One such high-profile example is playing out on the streets of Riverside, California, at this very moment. The homeless man in question is Tylor Chase, a former actor who served in a supporting role on the Nickelodeon show Ned’s Declassified School Survival Guide. Riverside police claim that their hands are tied by state law, as they cannot arrest Chase and force him into a drug treatment program. As a result, Chase is out on the streets, declining any sort of help while he slowly kills himself with a meth addiction. This is the case for many homeless people, who have had their freedom to kill themselves secured by “homeless advocates” who oppose using the weight of the law to force them into homeless shelters and drug treatment programs.
It does not need to be this way for anyone, and people across the country are starting to recognize that. A poll from the Cicero Institute found that 82% of people think murderers should be permanently removed from society “even if they have a mental illness,” and that 64% of people want the homeless to be mandated drug treatment, mental health treatment, and job programs as a condition of receiving taxpayer-funded housing.
OPINION: A WELCOME END TO THE MADURO REGIME
These are not unreasonable requests. There is no justification for violent repeat criminals to be out on the streets committing random stabbings, even if they are homeless people with mental issues. You can choose whether you want the time to be spent in a jail cell or in a psychiatric facility, but those homeless people who are so mentally disturbed that they can turn homicidal at a moment’s notice should spend all of their time locked up somewhere.

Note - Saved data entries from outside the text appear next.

PR #1556, opened 2019-07-17
Add submit values to membership form

gbirke:
This is for https://phabricator.wikimedia.org/T226930


gbirke:
Ah yes, I forgot to validate the payment data on submit. Code is now in and mostly works (if you wait for the bank data to validate before you hit "submit"). I'll create a ticket for the race condition.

Iryna Zarutska, the Ukrainian refugee murdered on the Charlotte light rail, would still be alive today if her attacker, with his history of violent crime, had been locked up for life. So, too, would Jordan Neely be alive, if New York had a homeless policy regime that prioritized keeping people like him in a psychiatric facility where he could get the treatment he needed, instead of letting him roam free to threaten New York City subway riders.
So-called “homeless advocates” will wail and gnash their teeth, but the fact is that turning down such help should not be an option. San Jose Mayor Matt Mahan (a Democrat) recognizes this, advocating for it to be a crime for a homeless person to refuse a vacant shelter spot three times in an 18-month span. Unless a city has reached its maximum occupancy in all of its homeless shelters, there is no reason for city leaders or residents to tolerate homeless people turning sidewalks, street corners, train crossings, and public parks into their literal dumping grounds.

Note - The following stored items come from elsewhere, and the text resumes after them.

PR #1559, opened 2019-07-18
Implement logic between interval and amount in membership form

timEulitz:


skins/laika/src/store/membership_fee/actions.ts
```diff
@@ -22,7 +22,34 @@ import {
 } from '@/store/membership_fee/mutationTypes';
 import { ValidationResponse } from '@/store/ValidationResponse';
 import { Validity } from '@/view_models/Validity';
-import { addressTypeName } from '@/view_models/AddressTypeModel';
+import { AddressTypeModel, addressTypeName } from '@/view_models/AddressTypeModel';
+
+function isNonNumeric( value: string ) {
```
tzhelyazkova: this function is a helper and should be in `utils.ts`

skins/laika/src/store/membership_fee/actions.ts
```diff
@@ -22,7 +22,34 @@ import {
...
+		context.commit( SET_FEE_VALIDITY, validity );
+	} );
+}
+
+function validateFeeDataRemotely( context: ActionContext<MembershipFee, any>, validateFeeUrl: string, feeValue: string, interval: string ) {
+	const feeAmount = ( Number( feeValue ) / 100 ).toFixed( 2 );
+	const paymentInterval = interval;
+	const addressType = context.rootState.membership_address.addressType;
+	postFeeData( context, validateFeeUrl, feeAmount, paymentInterval, addressType );
+}
```
tzhelyazkova: I personally don't like writing "plain" functions in the `actions` file. I understand `setFee` is too long but this goes against Vuex's model. Those two functions are outside the actions constant and you are committing mutations from them so it's kind of iffy.
I guess the right way to go will be to extract this in another module which handles api calls. I know this adds more effort though. @gbirke what do you think?

gbirke: I'm not that allergic to have some unexported utility functions in a Vuex file - I see them like private methods of a class, helping to make the code more readable and differentiating between public and private API.

In this case however, having all axios-related functionality in a different file (I guess that's what you mean by "module") sounds good, as it at least allows a semblance of separation of concerns (although by importing the functions we still haven't gained a proper dependency injection, but that's another debate).

What would be an appropriate name for the new file? `server_communication`? `server_api`? `api_calls`? 

Insstead of the context, `validateFeeDataRemotely` should get the addressType as a parameter. and it should return a promise, so you can move back the commits from `postFeeData` into `setFee` and `setInterval`.

tzhelyazkova: I meant a proper store module dedicated to handling the api calls. 
It's very well described here https://codeburst.io/composing-actions-with-vuex-b63466264a37 in the section `Composing actions`.
As to the name, both `api_calls` or `server_communication` sound good to me.

gbirke: Thank you for the link! Wrapping axios in a module sounds tempting, but I'd rather not do it because

- We'd either create an inconsistency in our code or pile 3-5 more points of effort on an already-underestimated 5-point ticket.
- I'm unsure if your code would become more concise or readable if we want to keep our data typed with TypeScript: The payload for the "api/post" action would have to be very generic: URL and POST params as a key-value object. The calling action would have to build the param object from an existing type, e.g. converting from `AddressState` to the key-value object (which we are already doing in the action). 

If you still want the "no unexported functions in a Vuex file" convention, I'd say we can move it out to its own file.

REINSTITUTIONALIZING THE HOMELESS
Ask yourself this question with regard to Tylor Chase: Would he be better off if he were arrested for refusing shelter and drug treatment programs in Riverside and then presented with the option of going to a homeless shelter and receiving mandatory drug treatment or spending time in jail? Or is he better off now, falling further into a meth addiction and slowly dying on a public sidewalk, assuming he isn’t killed by hypothermia or by another, more violent homeless man?
We can have a society where people are protected from violent homeless people on the Charlotte light rail or in Macy’s bathrooms, and where homeless people like Chase or Neely are protected from themselves and the consequences of their actions resulting from their mental conditions. All it takes is a recognition that there is nothing noble about homelessness, and that it isn’t an option that cities should humor through continued decriminalization and a tolerance of violent crime and health risks that come with homelessness.